Guarding Against E-Mail Hacks
by Don Webb
Bewildering Stories has a high volume of e-mail, and I regularly receive suspicious-looking messages that ostensibly come from contributors or editors. I’m used to this sort of thing, but a contributor’s e-mail recently contained a virus that infected my own mail. It’s a nuisance but, apparently, no more than that.
However, not all our correspondents are familiar with such traffic. I figure a little explanation is in order.
The bogus messages may have a note appended similar to “Gmail error code: 7569 (Fri Apr 8 15:39:32 ART 2016).” If you see that, you can safely delete the message without further action.
The content of the messages may vary:
- You may see “Click here” for an undisplayed message.
- Or the mail may pretend to offer you something if you click on a mysterious link.

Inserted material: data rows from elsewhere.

PR #17, opened 2025-09-17
Feature/CHT-8-create-endpoint-for-sync-contacts

monaayman123:
This PR introduces a new feature for syncing user contacts in the chat module.
Users can send their contact list to the backend, which will update, insert, or remove contacts 
- Implemented ContactService to handle syncing user contacts
- Added ContactController with /chat/contacts/sync endpoint
- Created ContactRepository with custom queries for syncing logic
- Introduced ContactRequest DTO and mapper to Contact entity


Joseph-Sameh-0 (approved):

chat/src/main/kotlin/net/thechance/chat/service/ContactService.kt
```diff
@@ -1,7 +1,35 @@
...
+
+        val contactsToSave = uniqueContactRequests.map { request ->
+            existingContactsMap[request.phoneNumber]?.copy(
+                firstName = request.firstName,
+                lastName = request.lastName
+            ) ?: request.toContact(userId)
+        }
+
+        contactRepository.deleteAllByUserIdAndPhoneNumberNotIn(userId, requestedPhoneNumbers)
+        contactRepository.saveAll(contactsToSave)
```
ZainabAlnajjar: I don't get why you are mapping the `uniqueContactRequests` to `existingContactsMap` and not just map it directly with `request.toContact(userId)` then save it, since you are deleting the old contacts before saving, could you clarify?

Joseph-Sameh-0: this mapping updates the contacts that already exist and add that don't exist with new Id
if we just do `request.toContact(userId)` the existing contacts will have new id and added again

chat/src/main/kotlin/net/thechance/chat/entity/Contact.kt
```diff
@@ -4,15 +4,22 @@ import jakarta.persistence.Column
...
+import jakarta.persistence.Index
+import jakarta.persistence.UniqueConstraint
 import java.util.UUID
 
 @Entity
-@Table(name = "contacts", schema = "chat")
+@Table(
+    name = "contacts",
+    schema = "chat",
+    indexes = [Index(name = "idx_contacts_user_id", columnList = "userId")],
```
raouf-kamel: I don't think we currently need to use indexes.

raouf-kamel (approved):

chat/src/main/kotlin/net/thechance/chat/entity/Contact.kt
Joseph-Sameh-0: the index will increase the performance of get by user Id

chat/src/main/kotlin/net/thechance/chat/api/controller/ContactController.kt
```diff
@@ -1,9 +1,28 @@
...
+    private val contactService: ContactService
+) {
+
+    @PostMapping("/sync")
+    fun syncContacts(
+        @RequestBody @Valid contacts: List<ContactRequest>,
+        @AuthenticationPrincipal userId: UUID
+    ): ResponseEntity<String> {
+        contactService.syncContacts(userId, contacts)
+        return ResponseEntity.ok("Contacts synced successfully")
```
Karrar-Mohammed: if that the case and we don't need to return anything, then just return 201 no content, without any body

chat/src/main/kotlin/net/thechance/chat/entity/Contact.kt
Karrar-Mohammed: remove the indexes for now, when we will face performance issue then we will add it, avoid early optimization

chat/src/main/kotlin/net/thechance/chat/entity/Contact.kt
```diff
@@ -4,15 +4,21 @@ import jakarta.persistence.Column
...
+    uniqueConstraints = [UniqueConstraint(columnNames = ["userId", "phoneNumber"])]
+)
 data class Contact(
     @Id @Column(columnDefinition = "uuid", updatable = false, nullable = false)
     val id: UUID = UUID.randomUUID(),
     @Column(nullable = false) val firstName: String,
     @Column(nullable = false) val lastName: String,
     @Column(nullable = false) val phoneNumber: String,
-    @Column(nullable = false) val userId: UUID,
+    @Column(nullable = false) val userId: UUID
```
Karrar-Mohammed: i think this is the user id of the contact owner and not the user id of the phoneNumber owner, so in that case change the name of this Parameter to contactOwnerId so it can be clear and easier to understand

chat/src/main/kotlin/net/thechance/chat/repository/ContactRepository.kt
```diff
@@ -4,4 +4,7 @@ import net.thechance.chat.entity.Contact
 import org.springframework.data.jpa.repository.JpaRepository
 import java.util.UUID
 
-interface ContactRepository: JpaRepository<Contact, UUID>
\ No newline at end of file
+interface ContactRepository : JpaRepository<Contact, UUID> {
+    fun findAllByUserIdAndPhoneNumberIn(userId: UUID, phoneNumbers: List<String>): List<Contact>
```
Karrar-Mohammed: we should not return a full list, this should be paginated

chat/src/main/kotlin/net/thechance/chat/repository/ContactRepository.kt
```diff
@@ -4,4 +4,7 @@ import net.thechance.chat.entity.Contact
...
+    fun deleteAllByUserIdAndPhoneNumberNotIn(userId: UUID, requestedPhoneNumbers: List<String>)
```
Karrar-Mohammed: why do we need this function ? and why it's using the NotIn ?

chat/src/main/kotlin/net/thechance/chat/service/ContactService.kt
```diff
@@ -1,7 +1,35 @@
...
+) {
+    fun syncContacts(userId: UUID, contactRequests: List<ContactRequest>) {
+
+        val uniqueContactRequests = contactRequests
+            .groupBy { it.phoneNumber }
+            .map { it.value.last() }
+        val requestedPhoneNumbers = uniqueContactRequests.map { it.phoneNumber }
+
+        val existingContactsMap = contactRepository
+            .findAllByUserIdAndPhoneNumberIn(userId, requestedPhoneNumbers)
```
Karrar-Mohammed: this is not a good approach because if the list is too big it might fill all the ram of the server

chat/src/main/kotlin/net/thechance/chat/service/ContactService.kt
```diff
@@ -1,7 +1,35 @@
...
+import net.thechance.chat.api.dto.toContact
 import org.springframework.stereotype.Service
+import java.util.UUID
 
 @Service
-class ContactService {
+class ContactService(
+    private val contactRepository: ContactRepository,
+) {
+    fun syncContacts(userId: UUID, contactRequests: List<ContactRequest>) {
```
Karrar-Mohammed: it's better to not pass the request data class to the service

chat/src/main/kotlin/net/thechance/chat/repository/ContactRepository.kt
Joseph-Sameh-0: when the user sync the contacts we should delete the contacts that not in his contacts 
and update the existing and add the new 
so I should do findAllByUserIdAndPhoneNumberIn to update
and do deleteAllByUserIdAndPhoneNumberNotIn to delete the contact that he don't have

chat/src/main/kotlin/net/thechance/chat/service/ContactService.kt
Joseph-Sameh-0: The user send all his contacts so what do you recommend?

chat/src/main/kotlin/net/thechance/chat/repository/ContactRepository.kt
Joseph-Sameh-0: we don't return this to the user 
we use it in the service to complete syncing user contacts

chat/src/main/kotlin/net/thechance/chat/service/ContactService.kt
Joseph-Sameh-0: The other approach is to delete all and save all again
it's worst than my approach

chat/src/main/kotlin/net/thechance/chat/repository/ContactRepository.kt
Joseph-Sameh-0: do you have a better solution?

chat/src/main/kotlin/net/thechance/chat/service/ContactService.kt
Joseph-Sameh-0: It's really heavy operation and the user should wait because it takes time

Karrar-Mohammed: what i mean is that we should not get all the contacts at once because it might be too big and crash the server, so it's better to be paginated

Joseph-Sameh-0: If I make it paginated how I will update all the contacts?
and know what is the deleted contacts?

local.properties
Karrar-Mohammed, line 1: why do we have local.properties here in the backend ?

Joseph-Sameh-0: It's uploaded by mistake

Karrar-Mohammed (approved):

PR #18, opened 2025-09-17
Feature/ TRN-10-add implementation of delete trend functionality

ahmeddsamii:
- Add trend `Reel` entity
- implement `ReelsController` delte function
- Add the logic inside the `ReelsService`
- Add `ReelsRepository`
- Add `BaseErrorResponse` class
- Add `GlobalExceptionHandler`


trends/src/main/kotlin/net/thechance/trends/entity/Reel.kt
```diff
@@ -0,0 +1,36 @@
...
+import java.util.*
+
+@Table(name = "reels", schema = "trends")
+@Entity
+data class Reel(
+    @Id
+    @GeneratedValue(strategy = GenerationType.UUID)
+    val id: UUID = UUID.randomUUID(),
+    @Column(name = "user_id", nullable = false)
+    val userId: UUID,
```
mohamedd-hassan: i would suggest naming this `publisherUserId` for clarity

ahmeddsamii: I think it's clear, there will not be any other user here except the publisher

ahmeddsamii: U are right, but i think ownerId will be better

mohamedd-hassan: yes even better

mohamedd-hassan (approved):

trends/src/main/kotlin/net/thechance/trends/entity/Reel.kt
```diff
@@ -0,0 +1,35 @@
...
+import jakarta.persistence.*
+import java.time.LocalDateTime
+import java.util.*
+
+@Table(name = "reels", schema = "trends")
+@Entity
+data class Reel(
+    @Id
+    @GeneratedValue(strategy = GenerationType.UUID)
+    val id: UUID = UUID.randomUUID(),
```
mohamedd-hassan, line 12: generated value should not be used for UUID right?
karrar defined it like this if i remember correctly
`@Column(columnDefinition = "uuid", updatable = false, nullable = false)`

ahmeddsamii: I don't know but when i tested it worked as expected

trends/src/main/kotlin/net/thechance/trends/api/controller/ReelsController.kt
```diff
@@ -0,0 +1,38 @@
...
+
+@RestController
+@RequestMapping("/reels")
+class ReelsController(
+    private val reelsService: ReelsService
+) {
+
+    @DeleteMapping("/{id}")
+    fun deleteReelById(@PathVariable id: UUID): ResponseEntity<Any> {
+        return runCatching {
```
iZyadNasser: can't you extract the error handling into a separate function for reusability?

trends/src/main/kotlin/net/thechance/trends/entity/Reel.kt
```diff
@@ -0,0 +1,35 @@
+package net.thechance.trends.entity
+
+import jakarta.persistence.*
+import java.time.LocalDateTime
+import java.util.*
+
+@Table(name = "reels", schema = "trends")
+@Entity
+data class Reel(
```
iZyadNasser, line 9: do we need all these properties in the current story? can't we remove some of them for simplicity and add them when we need them?

trends/src/main/kotlin/net/thechance/trends/service/ReelsService.kt
```diff
@@ -0,0 +1,24 @@
...
+import java.util.*
+
+@Service
+class ReelsService(
+    private val reelsRepository: ReelsRepository,
+) {
+
+    fun deleteReelById(id: UUID) {
+        val reel = reelsRepository.findById(id)
+            .orElseThrow { NoSuchElementException("Reel with id $id not found") }
```
iZyadNasser: same idea, try to extract error handling in another util function so we can all use it

ahmeddsamii: This is just throwing an exception and i think we will not throw the same exception always

trends/src/main/kotlin/net/thechance/trends/entity/Reel.kt
ahmeddsamii: This is the whole table i guess and it's okay to make it like this to not update it again later and it will not cause any issue and already some of them has default values

ahmeddsamii: And yes it's required to be on the screen in this sprint

iZyadNasser (approved):

trends/src/main/kotlin/net/thechance/trends/api/controller/ReelsController.kt
FaresM0hamed, line 1: I recommend using @RestControllerAdvice to handle exceptions automatically. With it, you won’t need to manage exceptions manually. It’s also a cleaner approach since you can throw exceptions from any layer, and the advisor will catch them and return an error response with your exception message

trends/src/main/kotlin/net/thechance/trends/entity/Reel.kt
FaresM0hamed, line 1: You can remove the name parameter from each column since PostgreSQL automatically converts your fields to columns with snake_case names, even if they’re written in camelCase. I tried this, and it worked for me.

trends/src/main/kotlin/net/thechance/trends/api/controller/ReelsController.kt
ahmeddsamii: done

trends/src/main/kotlin/net/thechance/trends/service/ReelsService.kt
ahmeddsamii: done

trends/src/main/kotlin/net/thechance/trends/entity/Reel.kt
```diff
@@ -0,0 +1,35 @@
...
+    @Column(name = "owner_id", nullable = false)
+    val ownerId: UUID,
+    @Column(name = "thumbnail_url", nullable = false)
+    val thumbnailUrl: String,
+    @Column(name = "video_url", nullable = false)
+    val videoUrl: String,
+    @Column(name = "description", nullable = false)
+    val description: String,
+    @Column(name = "likes_count", nullable = false)
+    val likesCount: Int = 0,
```
FaresM0hamed, line 22: "I was thinking about this column, and I believe it would be more flexible to model it as a separate table, for example, Likes, containing `userId`, `createdAt`, and `emojiType`.

The benefit is that you can easily track who liked a video and when. If you also want to calculate the total number of likes, you could handle that in the service layer using something like a flyweight calculation. This approach reduces unnecessary writes to the database, since with a counter column you would need to update it every time a user likes a video.

What do you think?"

trends/src/main/kotlin/net/thechance/trends/service/ReelsService.kt
```diff
@@ -0,0 +1,24 @@
...
+
+        val currentUserId = SecurityContextHolder.getContext().authentication.principal as UUID
+        if (reel.ownerId != currentUserId) {
+            throw IllegalAccessException("You can only delete your own reels")
+        }
```
FaresM0hamed: I recommend passing userId from the controller to the service using `@AuthenticationPrincipal userId: UUID`

Also, regarding the error message: currently it tells the user they’re trying to delete something that doesn’t belong to them. I think this could be considered a security concern. Instead, it would be better to return a more generic message, such as 'Reel not found', without revealing that the reel belongs to someone else.

FaresM0hamed (commented):
Great Work Ahmed 👏

trends/src/main/kotlin/net/thechance/trends/entity/Reel.kt
ahmeddsamii: Thank you for the advice but it's not the responsibility of this user story but i 'll keep it in my mind in the next user story

trends/src/main/kotlin/net/thechance/trends/api/controller/ReelsController.kt
ahmeddsamii: Already i did it and thank you

FaresM0hamed (approved):

trends/src/main/kotlin/net/thechance/trends/api/controller/GlobalExceptionHandler.kt
```diff
@@ -0,0 +1,34 @@
...
+
+import net.thechance.trends.api.controller.exception.ReelNotFoundException
+import net.thechance.trends.api.dto.BaseErrorResponse
+import org.springframework.http.HttpStatus
+import org.springframework.web.bind.annotation.ExceptionHandler
+import org.springframework.web.bind.annotation.ResponseStatus
+import org.springframework.web.bind.annotation.RestControllerAdvice
+
+@RestControllerAdvice
+class GlobalExceptionHandler {
```
Karrar-Mohammed: make this class to handle only the chat module exceptions and change it's name to ChatExceptionHandler

trends/src/main/kotlin/net/thechance/trends/api/dto/BaseErrorResponse.kt
```diff
@@ -0,0 +1,9 @@
+package net.thechance.trends.api.dto
+
+import com.fasterxml.jackson.annotation.JsonInclude
+
+@JsonInclude(JsonInclude.Include.NON_NULL)
+    data class BaseErrorResponse(
```
Karrar-Mohammed: i suggest to delete this class and wait when we will merge the global exception handler, so we can use the same error response

Karrar-Mohammed (approved):
good job, just consider my comments regarding the exception handler

trends/src/main/kotlin/net/thechance/trends/api/controller/GlobalExceptionHandler.kt
ahmeddsamii: You mean like this?
@RestControllerAdvice(basePackages = ["net.thechance.trends.api.controller"])

ahmeddsamii: done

- Or you may get something like a “mugged abroad” message. I once got an e-mail purportedly from a friend of mine who said he’d been mugged in London and needed money. I had to laugh: I knew he wasn’t in London, and he was big enough to play center in pro basketball. Any would-be muggers would turn and run.
If you receive such a message, apply standard procedure:
Don’t open any unfamiliar links. Any link containing www.bewilderingstories.com will be okay. Our “mailto” link is also secure; any information you want to send us has to go through the Managing Editor, who is a “grey eminence” but by no means a shadowy one.
Don’t open any zipped attachments. We don’t send any, and we don’t open any we receive.
Don’t reply to the mail. The “reply-to” address may not be the same as that of the purported sender anyway.
Sorry for the aggravation. Dogs have fleas, and our pet Internet has its nuisances.